October 6, 2024
FERC Orders Tech Conference on Algonquin No-Notice Changes
Spectra Energy
FERC ordered a technical conference on Algonquin Gas Transmission’s proposal to change the terms of its no-notice services.

By Michael Kuser

Responding to protests by National Grid, energy shippers and local distribution companies in New England, FERC on Friday ordered a technical conference on Algonquin Gas Transmission’s proposal to change the terms of its no-notice services (RP17-808).

In June, Algonquin asked the commission to approve an update its no-notice services, last changed in 1993, to reflect its “current practices and operational requirements” and eliminate requirements the company said have become outdated with automation and faster forms of communication.

The changes would clarify that customers under Algonquin’s AFT-E and AFT-ES rate schedules seeking no-notice service must have nominated and scheduled an equal quantity of gas on a pipeline upstream of Algonquin for that day.

It also would specify that the right to change primary delivery points under AFT-E/ES only applies to temporary capacity releases.

On July 27, commission staff issued a delegated order accepting Algonquin’s filing but suspending the changes until Jan. 1, 2018, subject to refund and further commission order.

Janice K. Devers, Algonquin’s director of tariffs, told RTO Insider that “the commission’s directive to convene a technical conference was not a surprise.
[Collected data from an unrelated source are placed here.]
PR #42, opened 2021-07-14
MUIC-237: File download

mustafa-ogun-ozturk:


app/src/main/java/com/glia/exampleapp/MainFragment.java
```diff
@@ -74,7 +74,7 @@ private void setNavigationIntentData(Intent intent, SharedPreferences sharedPref
         intent.putExtra(GliaWidgets.COMPANY_NAME,
                 Utils.getStringFromPrefs(R.string.pref_company_name, "", sharedPreferences, getResources()));
         intent.putExtra(GliaWidgets.QUEUE_ID,
-                Utils.getStringFromPrefs(R.string.pref_queue_id, getString(R.string.queue_id), sharedPreferences, getResources()));
+                Utils.getStringFromPrefs(R.string.pref_queue_id, "febd00bc-5ac6-4544-916b-b01fcb714549", sharedPreferences, getResources()));
```
deniss-mc, line 77: Don't forget to remove this

widgetssdk/src/main/java/com/glia/widgets/chat/ChatController.java
```diff
@@ -319,9 +322,9 @@ public void sendMessagePreview(String message) {
         }
     }
 
-    public boolean sendMessage(String message) {
+    public boolean sendMessage(String message, int numOfAttachment) {
```
deniss-mc, line 325: I don't think that adapterItemCount is required here

You could move the validity check to the sendMessageUseCase and introduce separate CallbackListener for that one

In order to check whether it has attachments to send you could ask this info from a AttachmentsProvider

There is a probably a desire on their part to get clarification on the issues prior to the end of the suspension period on Jann. 1, 2018.”

FERC Algonquin no-notice changes
| Spectra Energy

Energy shippers Direct Energy Business Marketing and Shell Energy North America claimed the revisions to rate schedules AFT- E and AFT-ES would unnecessarily limit the availability of no-notice service by implementing more restrictive eligibility criteria, undercutting the commission’s policy of providing shippers with greater scheduling flexibility.

National Grid asserted that Algonquin had failed to show that the proposed tariff changes are just and reasonable. The company also said that it relies on the right to call on reserved capacity on an intraday basis without needing to submit nominations prior to the start of the gas day. The company said that helps it meet shifting daily demand from its predominately low-load-factor residential and small commercial customers.

Sprague Operating Resources, which operates refined products and materials handling terminals, filed a letter in support of the protests.

In its Sept. 1 order, the commission said it lacked enough information to determine whether Algonquin’s proposed tariff changes are just and reasonable. The commission said that discussion at the conference would not be limited to the issues identified in the order.